> [RECORD EXCERPTS]
==*==

PR #7905, opened 2026-09-10
introduce chat widget

escattone:
mozilla/sumo#3352
mozilla/sumo#3353 (the revocation, but not the task of informing the ZD agent)
mozilla/sumo#3354


kitsune/customercare/templatetags/jinja_helpers.py
```diff
@@ -0,0 +1,29 @@
...
+
+@library.global_function
+def chat_is_available(request, products=None) -> bool:
+    """Whether to show the Zendesk chat widget on a page about these products.
+
+    Pass the products the page is about. Any one of them being a chat product is
+    enough. Omit them for a page that isn't about a product, such as the home
+    page, which skips the product check but is still gated on everything else.
+    """
+    if not (waffle.switch_is_active("zendesk-chat") and settings.ZENDESK_CHAT_WIDGET_KEY):
```
akatsoulas: Those are the same checks that the jwt endpoint is performing. Maybe we should have a function in the utils.py which can be used both here and in the jwt endpoint

kitsune/landings/jinja2/landings/home.html
```diff
@@ -3,6 +3,7 @@
 {% from 'includes/common_macros.html' import featured_articles %}
 {% set canonical_url = canonicalize(viewname='home') %}
 {% set ga_content_group = "home" %}
+{% set show_chat = chat_is_available(request) %}
```
akatsoulas: Chat must be available only to the products that have a config that can dynamically add chat based on groups. Products that don't have ticketing support to begin with should not get the widget. This can be a blocker in a future state where we introduce different widget for different products

kitsune/settings.py
```diff
@@ -1346,12 +1346,43 @@ def setup_logger(name, formatter_str, level=logging.DEBUG):
...
-ZENDESK_CHAT_RATELIMITS = config("ZENDESK_CHAT_RATELIMITS", default="10/m,60/h,300/d", cast=Csv())
+# Multi-window limits (see kitsune.customercare.views.chat_jwt_is_ratelimited). The
+# widget asks for a token on every page load, so these have to clear ordinary reading.
+ZENDESK_CHAT_RATELIMITS = config(
+    "ZENDESK_CHAT_RATELIMITS", default="60/m,600/h,2000/d", cast=Csv()
+)
+# Public key from the widget's installation snippet in Admin Center.
+ZENDESK_CHAT_WIDGET_KEY = config("ZENDESK_CHAT_WIDGET_KEY", default="")
+# Show the widget on pages about any of these products.
+ZENDESK_CHAT_PRODUCT_SLUGS = config(
```
akatsoulas: We should not hardcode this but rather get the info from the product configs

kitsune/settings.py
```diff
@@ -1346,12 +1346,43 @@ def setup_logger(name, formatter_str, level=logging.DEBUG):
...
+    "ZENDESK_CHAT_PRODUCT_SLUGS",
+    default="firefox,ios,mobile,firefox-enterprise",
+    cast=Csv(),
+)
+# The product every chat is checked against, whichever page it starts from.
+ZENDESK_CHAT_ELIGIBILITY_PRODUCT_SLUG = config(
```
akatsoulas: Similar to the above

==*==

> [WORK INSTRUCTIONS] Nothing should be left out when the listing is retyped exactly.

> [SOLUTION]
PR #7905, opened 2026-09-10
introduce chat widget

escattone:
mozilla/sumo#3352
mozilla/sumo#3353 (the revocation, but not the task of informing the ZD agent)
mozilla/sumo#3354


kitsune/customercare/templatetags/jinja_helpers.py
```diff
@@ -0,0 +1,29 @@
...
+
+@library.global_function
+def chat_is_available(request, products=None) -> bool:
+    """Whether to show the Zendesk chat widget on a page about these products.
+
+    Pass the products the page is about. Any one of them being a chat product is
+    enough. Omit them for a page that isn't about a product, such as the home
+    page, which skips the product check but is still gated on everything else.
+    """
+    if not (waffle.switch_is_active("zendesk-chat") and settings.ZENDESK_CHAT_WIDGET_KEY):
```
akatsoulas: Those are the same checks that the jwt endpoint is performing. Maybe we should have a function in the utils.py which can be used both here and in the jwt endpoint

kitsune/landings/jinja2/landings/home.html
```diff
@@ -3,6 +3,7 @@
 {% from 'includes/common_macros.html' import featured_articles %}
 {% set canonical_url = canonicalize(viewname='home') %}
 {% set ga_content_group = "home" %}
+{% set show_chat = chat_is_available(request) %}
```
akatsoulas: Chat must be available only to the products that have a config that can dynamically add chat based on groups. Products that don't have ticketing support to begin with should not get the widget. This can be a blocker in a future state where we introduce different widget for different products

kitsune/settings.py
```diff
@@ -1346,12 +1346,43 @@ def setup_logger(name, formatter_str, level=logging.DEBUG):
...
-ZENDESK_CHAT_RATELIMITS = config("ZENDESK_CHAT_RATELIMITS", default="10/m,60/h,300/d", cast=Csv())
+# Multi-window limits (see kitsune.customercare.views.chat_jwt_is_ratelimited). The
+# widget asks for a token on every page load, so these have to clear ordinary reading.
+ZENDESK_CHAT_RATELIMITS = config(
+    "ZENDESK_CHAT_RATELIMITS", default="60/m,600/h,2000/d", cast=Csv()
+)
+# Public key from the widget's installation snippet in Admin Center.
+ZENDESK_CHAT_WIDGET_KEY = config("ZENDESK_CHAT_WIDGET_KEY", default="")
+# Show the widget on pages about any of these products.
+ZENDESK_CHAT_PRODUCT_SLUGS = config(
```
akatsoulas: We should not hardcode this but rather get the info from the product configs

kitsune/settings.py
```diff
@@ -1346,12 +1346,43 @@ def setup_logger(name, formatter_str, level=logging.DEBUG):
...
+    "ZENDESK_CHAT_PRODUCT_SLUGS",
+    default="firefox,ios,mobile,firefox-enterprise",
+    cast=Csv(),
+)
+# The product every chat is checked against, whichever page it starts from.
+ZENDESK_CHAT_ELIGIBILITY_PRODUCT_SLUG = config(
```
akatsoulas: Similar to the above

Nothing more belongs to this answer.